Process for the production of aromatic diamines It is known that various metal halides, such as aluminum chloride, titanium chloride and ferric chloride, catalyze the condensation of various amines with various phenols. the However, halides of polyvalent metals have been used to produce diamines, which are intended to serve as an oxidation retarder for rubber, are not considered complete Proven suitable because small amounts of these metals remain in the diamine and the The presence of polyvalent metals favors the oxidation of the rubber and thus the antioxidant properties of the antioxidants are impaired. aside from that some metal halides give low yields due to the formation of diphenylamines and tars as by-products as a result of complicated side reactions.
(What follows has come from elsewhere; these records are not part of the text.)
PR #1199, opened 2021-12-15
[feat]: Create RemoveAssetFromConsignmentSubmission mutation

AlicanAkyuz:
### Description 

Within the context of [SWA-166](https://artsyproduct.atlassian.net/browse/SWA-166), this PR adds a new mutation to in order for clients to be able to make requests to remove an asset from a submission.

#### Video 

https://user-images.githubusercontent.com/42584148/147102418-84df9a30-11f1-46d7-b90b-0cb9bd02590b.mov


app/graphql/mutations/remove_asset_from_consignment_submission.rb
```diff
@@ -0,0 +1,27 @@
+# frozen_string_literal: true
+
+module Mutations
+    class RemoveAssetFromConsignmentSubmission < Mutations::BaseMutation
+        argument :gemini_token, String, required: true
+        argument :submissionID, ID, required: true
+        argument :sessionID, String, required: false
+        argument :asset_type, String, required: false
+        argument :filename, String, required: false
+        argument :size, String, required: false
```
kiryl-zubarau, line 10: Looks like there are a few unnecessary parameters: asset_type, filename, size. I also think we can use assetID instead of gemini_token and submissionID, in this case, we will load the exact asset then load their submission to validate the user, and if all is good we will be able to remove the asset.

kiryl-zubarau: @Gon4ar5 Could you please help with that?

kiryl-zubarau (approved):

Other Catalysts in this group catalyze the condensation at low temperatures very slowly and require high temperatures and long reaction times. Farther Some of these catalysts have a highly corrosive effect on metal reaction vessels and therefore severely restrict their technical application.

You also have free halogens, such as iodine, as catalysts for Used to condense various amines with various phenols. Free halogens are, however, in view of the low yields, the resulting tarry By-products and the side reactions with the amines used for the reaction also not entirely satisfactory.

According to the present invention, aromatic diamines are now obtained by condensation of primary amines with aromatic polyoxy compounds in the presence of metallic Iron and iodine are produced as a catalyst, whereupon the iron precipitates into shape an insoluble iron salt is removed. The iron is usually powdered and the iodine in the free state.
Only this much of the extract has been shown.